• **What this task involves**
All of the records below need to be copied exactly.

• **Material shown**
PR #1629, opened 2017-08-09
Enable XUnit conditional filtering uses other assemblies

tarekgh:
Conditional Fact and Theory in our xunit filtering is always used types from the test assembly that currently running. We are working on moving PlatformDetection code to CoreFx.Private.TestUtilities assembly as it is naturally fit there and avoid including the cs files in every test project need to use it. We have many tests using Conditional Fact/Theory which calls PlatformDetection methods. The way we apply this filtering is we create the PlatformDetection type from the running test assembly. After we move PlatformDetection to CoreFx.Private.TestUtilities, this mechanism will not work. To make it work, we adding the way to allow specify the assembly containing the type through providing the qualified type name which include the assembly name.

### DIFF
--- a/src/xunit.netcore.extensions/Discoverers/ConditionalTestDiscoverer.cs
+++ b/src/xunit.netcore.extensions/Discoverers/ConditionalTestDiscoverer.cs
@@ -48,16 +48,36 @@ namespace Xunit.NetCore.Extensions
                     continue;
                 }
 
-                string[] symbols = conditionMemberName.Split('.');
                 Type declaringType = testMethodDeclaringType;
 
-                if (symbols.Length == 2)
+                // We have qualified type name with the assembly name, something like
+                // [ConditionalFact("System.PlatformDetection, CoreFx.Private.TestUtilities!" + nameof(PlatformDetection.IsNonZeroLowerBoundArraySupported))]
+                // We don't use '.' as separator in such case and use '!' because the qualified type name can have '.' to include the type namespace.
+                if (conditionMemberName.IndexOf('!') > 0)
                 {
-                    conditionMemberName = symbols[1];
-                    ITypeInfo type = testMethod.TestClass.Class.Assembly.GetTypes(false).Where(t => t.Name.Contains(symbols[0])).FirstOrDefault();
-                    if (type != null)
+                    // get the method name
+                    string[] symbols = conditionMemberName.Split('!');
+                    if (symbols.Length == 2)
                     {
-                        declaringType = type.ToRuntimeType();
+                        conditionMemberName = symbols[1];
+                        Type requestedType = Type.GetType(symbols[0]);
+                        if (requestedType != null)
+                        {
+                            declaringType = requestedType;
+                        }
+                    }
+                }
+                else
+                {
+                    string[] symbols = conditionMemberName.Split('.');
+                    if (symbols.Length == 2)
+                    {
+                        conditionMemberName = symbols[1];
+                        ITypeInfo type = testMethod.TestClass.Class.Assembly.GetTypes(false).Where(t => t.Name.Contains(symbols[0])).FirstOrDefault();
+                        if (type != null)
+                        {
+                            declaringType = type.ToRuntimeType();
+                        }
                     }
                 }
 


tarekgh:
CC @stephentoub @weshaggard @safern @danmosemsft

src/xunit.netcore.extensions/Discoverers/ConditionalTestDiscoverer.cs
```diff
@@ -48,16 +48,36 @@ internal class ConditionalTestDiscoverer
                     continue;
                 }
 
-                string[] symbols = conditionMemberName.Split('.');
                 Type declaringType = testMethodDeclaringType;
 
-                if (symbols.Length == 2)
+                // We have qualified type name with the assembly name, something like
+                // [ConditionalFact("System.PlatformDetection, CoreFx.Private.TestUtilities!" + nameof(PlatformDetection.IsNonZeroLowerBoundArraySupported))]
```
safern: This example I think is not correct. Because there you are passing System.PlatformDetection as a property to be a condition and it is a class. ConditionalFact and ConditionalTheory attributes receive either one or more conditional properties that will be evaluated and they all have to be true in order to execute the test. Could we update the comment?

tarekgh: the whole string passed as the attribute parameter would be 

```
System.PlatformDetection, CoreFx.Private.TestUtilities!IsNonZeroLowerBoundArraySupported`
```

which is correct. the part before the '!'is the type name and the part after '!' is the method name. I am not sure what is wrong?

src/xunit.netcore.extensions/Discoverers/ConditionalTestDiscoverer.cs
```diff
@@ -48,16 +48,36 @@ internal class ConditionalTestDiscoverer
...
+                // We don't use '.' as separator in such case and use '!' because the qualified type name can have '.' to include the type namespace.
+                if (conditionMemberName.IndexOf('!') > 0)
                 {
-                    conditionMemberName = symbols[1];
-                    ITypeInfo type = testMethod.TestClass.Class.Assembly.GetTypes(false).Where(t => t.Name.Contains(symbols[0])).FirstOrDefault();
-                    if (type != null)
+                    // get the method name
+                    string[] symbols = conditionMemberName.Split('!');
+                    if (symbols.Length == 2)
```
danmosemsft: if symbols.Length != 2 then throw?

tarekgh: we didn't do that before so I am not sure what would be the effect of throwing here. look at the original code and you'll see we don't throw but produce some error

safern: Actually it wouldn't discover the test instead of causing a failure which perhaps is better?

src/xunit.netcore.extensions/Discoverers/ConditionalTestDiscoverer.cs
safern: That you are passing multiple arguments and for ConditionalFact and Theory every argument is a condition to evaluate, so in this case it would look for two different properties: 

* System.PlatformDetection
* CoreFx.Private.TestUtilities!IsNonZeroLowerBoundArraySupported

So that would be two different entries. 

https://github.com/dotnet/buildtools/blob/master/src/xunit.netcore.extensions/Attributes/ConditionalFactAttribute.cs#L16

https://github.com/dotnet/buildtools/blob/master/src/xunit.netcore.extensions/Discoverers/ConditionalTestDiscoverer.cs#L41

So if we want the full name perhaps you need a little more parsing? Maybe the assembly name move it at the beginning, something like: 

`AssemblyName!ClassName.PropertyName`

src/xunit.netcore.extensions/Discoverers/ConditionalTestDiscoverer.cs
danmosemsft: Eh, probably the LookupConditionalMethod would then fail anyway so you get your failure.

src/xunit.netcore.extensions/Discoverers/ConditionalTestDiscoverer.cs
danmosemsft: I agree `AssemblyName!ClassName.PropertyName` is much clearer and more standard. I jsut realized that's what I assumed it was and misunderstood.

danmosemsft:
@tarekgh I guess you want to close https://github.com/dotnet/buildtools/pull/1592

src/xunit.netcore.extensions/Discoverers/ConditionalTestDiscoverer.cs
safern: Right now if  it couldn't find the method it will return an ExecutionErrorTestCase which means that the test will not be discovered and will print an error saying that the property didn't exist. 

https://github.com/dotnet/buildtools/blob/master/src/xunit.netcore.extensions/Discoverers/ConditionalTestDiscoverer.cs#L65-L75

So we don't really throw exceptions we print an error message for that specific test through xunit (which I think is better) 

This is the error message that would be displayed: https://github.com/dotnet/buildtools/blob/master/src/xunit.netcore.extensions/Discoverers/ConditionalTestDiscoverer.cs#L105-L108

src/xunit.netcore.extensions/Discoverers/ConditionalTestDiscoverer.cs
tarekgh: Just to clarify, the qualified type name is "System.PlatformDetection, CoreFx.Private.TestUtilitie" which we can just pass it to Type.GetType without any manipulation. so going with "AssemblyName!ClassName.PropertyName" I'll have to reconstruct the qualified type name from it before I can use it. so I am not seeing any benefit doing that.

safern: I just missed that the comma was inside quotes :( so that is why I thought it was wrong, I thought you where passing 2 parameters in the example. Sorry about that. 

If the qualified name is expected as you suggest and it is easier I'm fine with sticking with that, however I think the other one is much clearer. It is unfortunate that it the qualified name structure.

Thanks for clarifying @tarekgh

tarekgh: Thanks @safern 

@danmosemsft please let me know if you have any more comments

src/xunit.netcore.extensions/Discoverers/ConditionalTestDiscoverer.cs
bartonjs: Well, if the length is 1 it should keep doing what it was doing... there's no reason we should change the attributes that are targeting local, functionality-named members.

• **Result**
PR #1629, opened 2017-08-09
Enable XUnit conditional filtering uses other assemblies

tarekgh:
Conditional Fact and Theory in our xunit filtering is always used types from the test assembly that currently running. We are working on moving PlatformDetection code to CoreFx.Private.TestUtilities assembly as it is naturally fit there and avoid including the cs files in every test project need to use it. We have many tests using Conditional Fact/Theory which calls PlatformDetection methods. The way we apply this filtering is we create the PlatformDetection type from the running test assembly. After we move PlatformDetection to CoreFx.Private.TestUtilities, this mechanism will not work. To make it work, we adding the way to allow specify the assembly containing the type through providing the qualified type name which include the assembly name.

### DIFF
--- a/src/xunit.netcore.extensions/Discoverers/ConditionalTestDiscoverer.cs
+++ b/src/xunit.netcore.extensions/Discoverers/ConditionalTestDiscoverer.cs
@@ -48,16 +48,36 @@ namespace Xunit.NetCore.Extensions
                     continue;
                 }
 
-                string[] symbols = conditionMemberName.Split('.');
                 Type declaringType = testMethodDeclaringType;
 
-                if (symbols.Length == 2)
+                // We have qualified type name with the assembly name, something like
+                // [ConditionalFact("System.PlatformDetection, CoreFx.Private.TestUtilities!" + nameof(PlatformDetection.IsNonZeroLowerBoundArraySupported))]
+                // We don't use '.' as separator in such case and use '!' because the qualified type name can have '.' to include the type namespace.
+                if (conditionMemberName.IndexOf('!') > 0)
                 {
-                    conditionMemberName = symbols[1];
-                    ITypeInfo type = testMethod.TestClass.Class.Assembly.GetTypes(false).Where(t => t.Name.Contains(symbols[0])).FirstOrDefault();
-                    if (type != null)
+                    // get the method name
+                    string[] symbols = conditionMemberName.Split('!');
+                    if (symbols.Length == 2)
                     {
-                        declaringType = type.ToRuntimeType();
+                        conditionMemberName = symbols[1];
+                        Type requestedType = Type.GetType(symbols[0]);
+                        if (requestedType != null)
+                        {
+                            declaringType = requestedType;
+                        }
+                    }
+                }
+                else
+                {
+                    string[] symbols = conditionMemberName.Split('.');
+                    if (symbols.Length == 2)
+                    {
+                        conditionMemberName = symbols[1];
+                        ITypeInfo type = testMethod.TestClass.Class.Assembly.GetTypes(false).Where(t => t.Name.Contains(symbols[0])).FirstOrDefault();
+                        if (type != null)
+                        {
+                            declaringType = type.ToRuntimeType();
+                        }
                     }
                 }
 


tarekgh:
CC @stephentoub @weshaggard @safern @danmosemsft

src/xunit.netcore.extensions/Discoverers/ConditionalTestDiscoverer.cs
```diff
@@ -48,16 +48,36 @@ internal class ConditionalTestDiscoverer
                     continue;
                 }
 
-                string[] symbols = conditionMemberName.Split('.');
                 Type declaringType = testMethodDeclaringType;
 
-                if (symbols.Length == 2)
+                // We have qualified type name with the assembly name, something like
+                // [ConditionalFact("System.PlatformDetection, CoreFx.Private.TestUtilities!" + nameof(PlatformDetection.IsNonZeroLowerBoundArraySupported))]
```
safern: This example I think is not correct. Because there you are passing System.PlatformDetection as a property to be a condition and it is a class. ConditionalFact and ConditionalTheory attributes receive either one or more conditional properties that will be evaluated and they all have to be true in order to execute the test. Could we update the comment?

tarekgh: the whole string passed as the attribute parameter would be 

```
System.PlatformDetection, CoreFx.Private.TestUtilities!IsNonZeroLowerBoundArraySupported`
```

which is correct. the part before the '!'is the type name and the part after '!' is the method name. I am not sure what is wrong?

src/xunit.netcore.extensions/Discoverers/ConditionalTestDiscoverer.cs
```diff
@@ -48,16 +48,36 @@ internal class ConditionalTestDiscoverer
...
+                // We don't use '.' as separator in such case and use '!' because the qualified type name can have '.' to include the type namespace.
+                if (conditionMemberName.IndexOf('!') > 0)
                 {
-                    conditionMemberName = symbols[1];
-                    ITypeInfo type = testMethod.TestClass.Class.Assembly.GetTypes(false).Where(t => t.Name.Contains(symbols[0])).FirstOrDefault();
-                    if (type != null)
+                    // get the method name
+                    string[] symbols = conditionMemberName.Split('!');
+                    if (symbols.Length == 2)
```
danmosemsft: if symbols.Length != 2 then throw?

tarekgh: we didn't do that before so I am not sure what would be the effect of throwing here. look at the original code and you'll see we don't throw but produce some error

safern: Actually it wouldn't discover the test instead of causing a failure which perhaps is better?

src/xunit.netcore.extensions/Discoverers/ConditionalTestDiscoverer.cs
safern: That you are passing multiple arguments and for ConditionalFact and Theory every argument is a condition to evaluate, so in this case it would look for two different properties: 

* System.PlatformDetection
* CoreFx.Private.TestUtilities!IsNonZeroLowerBoundArraySupported

So that would be two different entries. 

https://github.com/dotnet/buildtools/blob/master/src/xunit.netcore.extensions/Attributes/ConditionalFactAttribute.cs#L16

https://github.com/dotnet/buildtools/blob/master/src/xunit.netcore.extensions/Discoverers/ConditionalTestDiscoverer.cs#L41

So if we want the full name perhaps you need a little more parsing? Maybe the assembly name move it at the beginning, something like: 

`AssemblyName!ClassName.PropertyName`

src/xunit.netcore.extensions/Discoverers/ConditionalTestDiscoverer.cs
danmosemsft: Eh, probably the LookupConditionalMethod would then fail anyway so you get your failure.

src/xunit.netcore.extensions/Discoverers/ConditionalTestDiscoverer.cs
danmosemsft: I agree `AssemblyName!ClassName.PropertyName` is much clearer and more standard. I jsut realized that's what I assumed it was and misunderstood.

danmosemsft:
@tarekgh I guess you want to close https://github.com/dotnet/buildtools/pull/1592

src/xunit.netcore.extensions/Discoverers/ConditionalTestDiscoverer.cs
safern: Right now if  it couldn't find the method it will return an ExecutionErrorTestCase which means that the test will not be discovered and will print an error saying that the property didn't exist. 

https://github.com/dotnet/buildtools/blob/master/src/xunit.netcore.extensions/Discoverers/ConditionalTestDiscoverer.cs#L65-L75

So we don't really throw exceptions we print an error message for that specific test through xunit (which I think is better) 

This is the error message that would be displayed: https://github.com/dotnet/buildtools/blob/master/src/xunit.netcore.extensions/Discoverers/ConditionalTestDiscoverer.cs#L105-L108

src/xunit.netcore.extensions/Discoverers/ConditionalTestDiscoverer.cs
tarekgh: Just to clarify, the qualified type name is "System.PlatformDetection, CoreFx.Private.TestUtilitie" which we can just pass it to Type.GetType without any manipulation. so going with "AssemblyName!ClassName.PropertyName" I'll have to reconstruct the qualified type name from it before I can use it. so I am not seeing any benefit doing that.

safern: I just missed that the comma was inside quotes :( so that is why I thought it was wrong, I thought you where passing 2 parameters in the example. Sorry about that. 

If the qualified name is expected as you suggest and it is easier I'm fine with sticking with that, however I think the other one is much clearer. It is unfortunate that it the qualified name structure.

Thanks for clarifying @tarekgh

tarekgh: Thanks @safern 

@danmosemsft please let me know if you have any more comments

src/xunit.netcore.extensions/Discoverers/ConditionalTestDiscoverer.cs
bartonjs: Well, if the length is 1 it should keep doing what it was doing... there's no reason we should change the attributes that are targeting local, functionality-named members.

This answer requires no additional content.